Making Smart Food Choices for Weight Control, Health, and Longevity

It’s my firm belief that food exists specifically to energize, heal, repair, and uplift us! Every bite you take is a powerful opportunity to create health or promote disease, so by all means eat REAL food, the kind that comes from the earth and sustains us. The Standard American Diet (SAD) is full of industrialized, hyper-processed, hyper-palatable junk food that degrades us and makes us sick. White sugar, flour, and industrialized seed oils make up over 50 percent of the calories that the average American consumes in a day. This pro-inflammatory, metabolic disrupting, nutrient-deficient way of eating is directly linked to the diseases of affluence-type 2 diabetes, heart disease, cancer, Alzheimer’s disease, and auto-immune conditions.

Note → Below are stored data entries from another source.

PR #220, opened 2021-12-31
use opensea to validate nfts, have signup and address add call indexer and pubsub

bennycio:
Changes:

- **Added** validate nfts endpoint to indexer to ensure that opensea NFTs match NFTs stored in database
- **Added** async calls to indexer and pubsub to create user and add addresses functions


radazen (approved):
LGTM! Only had one comment, and I deleted it after we discussed `pVar` naming conventions elsewhere. 😉

PR #226, opened 2022-01-13
increase opensea limit to 20k

bennycio:
Changes:

- **Added** check to start reversing results after opensea result 10k so we can receive a max of 20k nfts


service/opensea/opensea.go
```diff
@@ -255,22 +255,28 @@ func fetchAssetsForWallets(pCtx context.Context, pWalletAddresses []persist.Addr
...
 	}
 
-	qsLst := []string{}
-	for k, v := range qsArgsMap {
-		qsLst = append(qsLst, fmt.Sprintf("%s=%s", k, v))
+	dir := "desc"
+	offset := pOffset
+	if pOffset > 10000 {
+		dir = "asc"
+		offset = pOffset - 10000
```
radazen, line 274: I think this will actually end up missing some NFTs! 10000 is the last valid offset, so if we get here we'll have pulled in 10050 NFTs and will now have an offset of 10050, which means we'll subtract 10k and start our ascending queries at 50 instead of 0.

PR #227, opened 2022-01-14
validate and update nfts if not accounted for

bennycio:
Changes:

- **Added** processing for unaccounted for NFTs from the check against opensea

### DIFF
--- a/indexer/server.go
+++ b/indexer/server.go
@@ -8,9 +8,11 @@ import (
 	"time"
 
 	"cloud.google.com/go/storage"
+	"github.com/ethereum/go-ethereum/accounts/abi/bind"
 	"github.com/ethereum/go-ethereum/ethclient"
 	"github.com/gin-gonic/gin"
 	shell "github.com/ipfs/go-ipfs-api"
+	"github.com/mikeydub/go-gallery/contracts"
 	"github.com/mikeydub/go-gallery/service/media"
 	"github.com/mikeydub/go-gallery/service/opensea"
 	"github.com/mikeydub/go-gallery/service/persist"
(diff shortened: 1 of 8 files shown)


service/persist/token.go
```diff
@@ -353,7 +354,7 @@ func (uri TokenURI) Type() URIType {
 }
 
 func (id TokenID) String() string {
-	return strings.ToLower(util.RemoveLeftPaddedZeros(string(id)))
+	return strings.ToLower(id.BigInt().Text(16))
```
radazen, line 357: For my own understanding: given that the tokenID itself is already a string, what's the difference between that string and the string we return from this `String()` function? String -> BigInt -> String seems kind of indirect, but it'd probably make more sense if I understood the difference between the starting and ending strings!

service/persist/token.go
```diff
@@ -371,13 +372,39 @@ func (id *TokenID) Scan(src interface{}) error {
 	return nil
 }
 
+// DetectBase returns the base of the token URI
+func (id TokenID) DetectBase() int {
```
radazen, line 376: This is an interesting one! Why do we end up needing to detect the base of a token ID? It's worth noting that it's unlikely but possible for a hex string not to have any letters in it. The longer the string, the less likely it is, but it's still possible (unless token IDs happen to adhere to a spec that always includes some bytes that translate into A-F).

Ideally we'd know the base of the token at the time we first encounter it, and then store the token either in "0x" format as appropriate, or make the token a struct with a "base" field so we don't have to guess later.

radazen:
Looks good! 🔥  I left some questions/comments, but nothing major!

service/persist/token.go
radazen: Follow-up thought: the best approach is probably for our own TokenID type to be consistently in a single base. E.g. our TokenID is always base 16, and then when we parse an ID and create a new TokenID type, we _hopefully_ know the base of the ID at the point where we're receiving it from somewhere, but if we really don't even know the base at that point, then we try our best guess with auto-detection. But the idea would be that, once we've got it as a TokenID type in our own codebase, we're working with a consistent base and don't need to guess every time we're using it.

util/random.go
```diff
@@ -5,6 +5,7 @@ import (
 )
 
 const alphanumeric = "0123456789abcdefghijklmnopqrstuvwxyzABCDEFGHIJKLMNOPQRSTUVWXYZ"
+const hex = "0123456789abcdefABCDEF"
```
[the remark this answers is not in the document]
bennycio: Ethereum addresses are often passed in mixed case so I thought it might be best to include this as a part of our tests. I will document that for sure, thank you!

indexer/server.go
```diff
@@ -231,6 +241,7 @@ func validateUsersNFTs(tokenRepository persist.TokenRepository, userRepository p
 			}
 			if !af {
 				unaccountedFor[asset.Contract.ContractAddress.String()+" -- "+asset.TokenID.String()] = true
+				allUnaccountedForAssets = append(allUnaccountedForAssets, asset)
```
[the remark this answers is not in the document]
bennycio: Very true! Will make some changes to this part.

indexer/server.go
```diff
@@ -256,3 +276,91 @@ func validateUsersNFTs(tokenRepository persist.TokenRepository, userRepository p
 
 	}
 }
+
+func processUnaccountedForNFTs(ctx context.Context, assets []opensea.Asset, tokenRepository persist.TokenRepository, contractRepository persist.ContractRepository, userRepository persist.UserRepository, ethcl *ethclient.Client, ipfsClient *shell.Shell, stg *storage.Client) error {
+	store := map[persist.TokenIdentifiers]*persist.Token{}
+	allTokens := make([]persist.Token, 0, len(assets))
+	ctrcts := make([]persist.Contract, 0, len(assets))
```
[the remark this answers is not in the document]
bennycio: I wish we could call it contracts but unfortunately one of our packages is called contracts. I can change it to `cntracts` to make it a little more clear.

service/persist/token.go
bennycio: This is almost a way of normalizing the token ID because it will detect if the original string is base 10 or base 16 and convert it to hex with no zero padding.

service/persist/token.go
bennycio: Definitely. Right now the only time this makes a big difference is with opensea because opensea gives us token IDs as base 10. I can make that more explicit though by creating a new type in the opensea package for opensea token ID and converting it to our token ID so we can assume that it will always be hex.  Then I can remove the detect base stuff and the string -> Big -> string normalization I mentioned above. Thanks for pointing this out!

PR #228, opened 2022-01-14
Minor style clean-ups

radazen:
Figured I'd try this as a PR! Just a few suggestions for removing redundant use of literals and replacing them with variables to improve maintainability. Also added a few comments to help with exploring Postgres parameter limits in the future.

Oh, and I added .idea to .gitignore so IntelliJ will stop trying to commit every configuration change I make.

### DIFF
--- a/indexer/indexer.go
+++ b/indexer/indexer.go
@@ -486,7 +486,7 @@ func processTransfers(i *Indexer, transfers []transfersAtBlock, uris chan<- toke
 							return
 						}
 						var fromBalance, toBalance *big.Int
-						if from.String() != "0x0000000000000000000000000000000000000000" {
+						if from.String() != persist.ZeroAddress.String() {
 							fromBalance, err = ierc1155.BalanceOf(&bind.CallOpts{Context: ctx}, from.Address(), tokenID.BigInt())
 							if err != nil {
 								ctx, cancel := context.WithTimeout(context.Background(), time.Second*30)
@@ -508,7 +508,7 @@ func processTransfers(i *Indexer, transfers []transfersAtBlock, uris chan<- toke
 								return
 							}
 						}
-						if to.String() != "0x0000000000000000000000000000000000000000" {
+						if to.String() != persist.ZeroAddress.String() {
 							toBalance, err = ierc1155.BalanceOf(&bind.CallOpts{Context: ctx}, to.Address(), tokenID.BigInt())
 							if err != nil {
 								ctx, cancel := context.WithTimeout(context.Background(), time.Second*30)
--- a/service/persist/postgres/nft.go
+++ b/service/persist/postgres/nft.go
@@ -261,10 +261,15 @@ func (n *NFTRepository) BulkUpsert(pCtx context.Context, pUserID persist.DBID, p
 
 	resultIDs := make([]persist.DBID, len(pNFTs))
 
-	// Postgres can't upsert more than 3400 tokens at a time
-	if len(pNFTs) > (65535/21 - 1000) {
-		next := pNFTs[(65535/21 - 1000):]
-		current := pNFTs[:(65535/21 - 1000)]
+	// Postgres only allows 65535 parameters at a time.
+	// TODO: Consider trying this implementation at some point instead of chunking:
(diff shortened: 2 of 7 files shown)


service/persist/postgres/nft.go
```diff
@@ -261,10 +261,15 @@ func (n *NFTRepository) BulkUpsert(pCtx context.Context, pUserID persist.DBID, p
...
 
-	// Postgres can't upsert more than 3400 tokens at a time
-	if len(pNFTs) > (65535/21 - 1000) {
-		next := pNFTs[(65535/21 - 1000):]
-		current := pNFTs[:(65535/21 - 1000)]
+	// Postgres only allows 65535 parameters at a time.
+	// TODO: Consider trying this implementation at some point instead of chunking:
+	//       https://klotzandrew.com/blog/postgres-passing-65535-parameter-limit
+	paramsPerRow := 21
+	rowsPerQuery := 65535 / paramsPerRow
```
radazen, line 268: @bennycio I know we discussed adding the ` - 1000` part here and I was in favor of it, but when I was trying to add a comment explaining why it's there, I couldn't come up with a good reason beyond "because of a gut feeling that it'd be nice to have some wiggle room." A comment like that is a code smell (imho), and we know that the math should work out here, so in the end I don't think we need the extra breathing room.

service/persist/postgres/token.go
```diff
@@ -303,19 +303,24 @@ func (t *TokenRepository) BulkUpsert(pCtx context.Context, pTokens []persist.Tok
 		}
 	}
 
-	// Postgres can't upsert more than 3400 tokens at a time
-	if len(allTokens) > (65535/19 - 1000) {
-		next := allTokens[(65535/19 - 1000):]
-		current := allTokens[:(65535/19 - 1000)]
+	// Postgres only allows 65535 parameters at a time.
+	// TODO: Consider trying this implementation at some point instead of chunking:
```
radazen, line 307: Ran into this while googling for the limit. Sounds like a technique worth exploring at some point!

service/persist/token.go
```diff
@@ -98,6 +98,9 @@ const (
 // InvalidTokenURI represents an invalid token URI
 const InvalidTokenURI TokenURI = "INVALID"
 
+// ZeroAddress is the all-zero Ethereum address
+const ZeroAddress Address = "0x0000000000000000000000000000000000000000"
```
radazen, line 102: Not sure if this is the best place for the `ZeroAddress` const, but it looks like this is where we keep other similar constants.

indexer/indexer.go
```diff
@@ -486,7 +486,7 @@ func processTransfers(i *Indexer, transfers []transfersAtBlock, uris chan<- toke
 							return
 						}
 						var fromBalance, toBalance *big.Int
-						if from.String() != "0x0000000000000000000000000000000000000000" {
+						if from.String() != persist.ZeroAddress.String() {
```
radazen, line 489: I'd be tempted to remove the `.String()` from both of these, but I'm not sure if the lowercasing function of `.String()` is something we actually depend on. Do we ever expect addresses with an uppercase "X" in the "0X0000" format? Or is it universally accepted that, even when there are uppercase hexadecimal letters in the address, the leading `x` is lowercase?

service/persist/postgres/nft.go
bennycio: Sounds good to me! That implementation looks great with the unnest, in their example they used a typed int array, I wonder if it could work generically for our arrays of interfaces. I'll definitely look into this.

service/persist/postgres/token.go
bennycio: Oops, commented on this in the conversation above.

service/persist/token.go
bennycio: I think that is a marvelous place for it!

indexer/indexer.go
bennycio: True, especially in this case there would be no way the case would matter. I am in favor of removing the `.String()` on both sides. It is always a lower case `x` in `0x`.

bennycio (approved):
Looks fantastic! Thanks for these changes!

So, what’s the healthiest way to eat? There is a range of opinions from doctors, nutritionists, fitness professionals, and self-styled experts.  Some advocate a Paleo or Ketogenic diet, others like the Mediterranean diet or vegan/vegetarian lifestyle. Truthfully, there are many healthy ways of eating, but don’t let anyone convince you that there is “one diet to rule them all”.  We are biologically and biochemically individual, and thus require our diet to be personalized or customized to address our own nutritional needs.  Food allergies, pre-existing medical conditions, metabolic disorders (carbohydrate sensitivity), genetics, lifestyle, and activity level all directly impact how, when, and what you eat.  There is, however, one common theme that all healthy diets share, and should be understood when you are transitioning to a healthy way of eating: all food should be fresh, nutrient-dense, minimally processed, and properly prepared.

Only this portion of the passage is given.